- _Instructions to follow_
Records follow. Select each line holding "graph".
Information supplied Start Marker
PR #10624, opened 2022-04-01
change rich text split Long String warn

LinYunMo:
Re: https://github.com/cocos/3d-tasks/issues/11782


cocos/2d/components/rich-text.ts
```diff
@@ -695,7 +696,7 @@ export class RichText extends Component {
             }
         }
 
-        console.error(`try times = ${1000 - leftTryTimes}`);
+        log(`RichText split try times = ${1000 - leftTryTimes}`);
```
SantyWang: 用 logId 吧

SantyWang (approved):

PR #10643, opened 2022-04-02
Minor module refactor in core/renderer/

pandamicro:


cocos/core/renderer/scene/ambient.ts
```diff
@@ -24,10 +24,10 @@
  */
 
 import { JSB } from 'internal:constants';
-import { Color, Vec3, Vec4 } from '../../math';
+import { Vec4 } from '../../math';
 import { legacyCC } from '../../global-exports';
-import { AmbientInfo } from '../../scene-graph/scene-globals';
-import { NativeAmbient } from './native-scene';
+import type { AmbientInfo } from '../../scene-graph/scene-globals';
```
star-e, line 29: why type is used before { AmbientInfo }?

star-e (approved):

cocos/core/renderer/scene/ambient.ts
pandamicro: It will force the imported type to be used only as type indication, no other usage is allowed, it's better for module or type striping

SantyWang (approved):

PR #10645, opened 2022-04-02
Remove deprecated API in animation module

shrinktofit:
Re: cocos-creator/3d-tasks#

Changelog:
 *


cocos/core/animation/deprecated.ts
```diff
@@ -1,63 +0,0 @@
...
-    },
-]);
-
-/**
- * Alias of [[Animation]]
- * @deprecated Since v1.2
- */
-export { Animation as AnimationComponent };
-legacyCC.AnimationComponent = Animation;
-js.setClassAlias(Animation, 'cc.AnimationComponent');
```
pandamicro, line 63: This kind of deprecation wasn't notifying user clearly, please first make the deprecation warning very clear in this version, then remove it in v3.6

pandamicro (approved):

PR #10633, opened 2022-04-01
fix memory leak

minggo:

PR #10649, opened 2022-04-02
Revert "fix memory leak"

minggo:
Reverts cocos/cocos-engine#10633


native/cocos/renderer/GFXDeviceManager.h
```diff
@@ -142,17 +142,15 @@ class CC_DLL DeviceManager final {
         Device *device = CC_NEW(DeviceCtor);
 
         if (DETACH_DEVICE_THREAD) {
-            CC_DELETE(device);
             device = CC_NEW(gfx::DeviceAgent(device));
```
minggo, line 145: device will be passed as a parameter

SantyWang (approved):

Issue #10663, opened 2022-04-06
iOS Simulator support for M1 Mac


timlyeee:
Right now if one would like to build one Xcode project that supports the M1 iOS Simulator, he should modify the CMakelist.txt in the external folder, which means that one cannot use the same project for building the M1 iOS Simulator App and Device App.

What produces this problem is that M1 Mac requires a different static lib for iOS Simulator(arm64), and lipo cannot create a fat lib for both arm64(device) and arm64(simulator). 

We do want to use the xcframework to support it, but the newest version of CMake is still working on it: https://gitlab.kitware.com/cmake/cmake/-/issues/21752

One reason is that `xcframework` is basically a folder containing different static-libs, so CMake should still target the library by using `-f` flag.

## Why should we use different static library for arm64(device) and arm64(simulator)? 

https://developer.apple.com/forums/thread/673387
So basically, Apple is starting to treat iOS Simulator and iOS as two different platforms.

timlyeee:
Even more, [Mac Catalyst](https://developer.apple.com/mac-catalyst/) requires a different static lib(arm64).

PR #10679, opened 2022-04-07
exclude arm64 arch and specify x86_64 for iosimulator by default

timlyeee:
This will ignore the link error for m1 mac when it tries to compile the application for the arm64 simulator

### Added:

It's actually not a solution, but a way to skip the problem that we might meet on M1 Mac, can keep watch with this [issue](https://github.com/cocos/cocos-engine/issues/10663) for more details.

Once we specify the architecture for the project, Xcode can only build apps for the x86_64 iPhone simulator and arm64 iPhone(up to now that's what we should support). 

Normally we should make it work by using xcframework, but since we build the project by CMake, it's hard to make it work.

Also, this modification will apply to cocos2d and app, otherwise link error will be produced.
Information supplied End Marker
- _Expected answer_
-import { AmbientInfo } from '../../scene-graph/scene-globals';
+import type { AmbientInfo } from '../../scene-graph/scene-globals';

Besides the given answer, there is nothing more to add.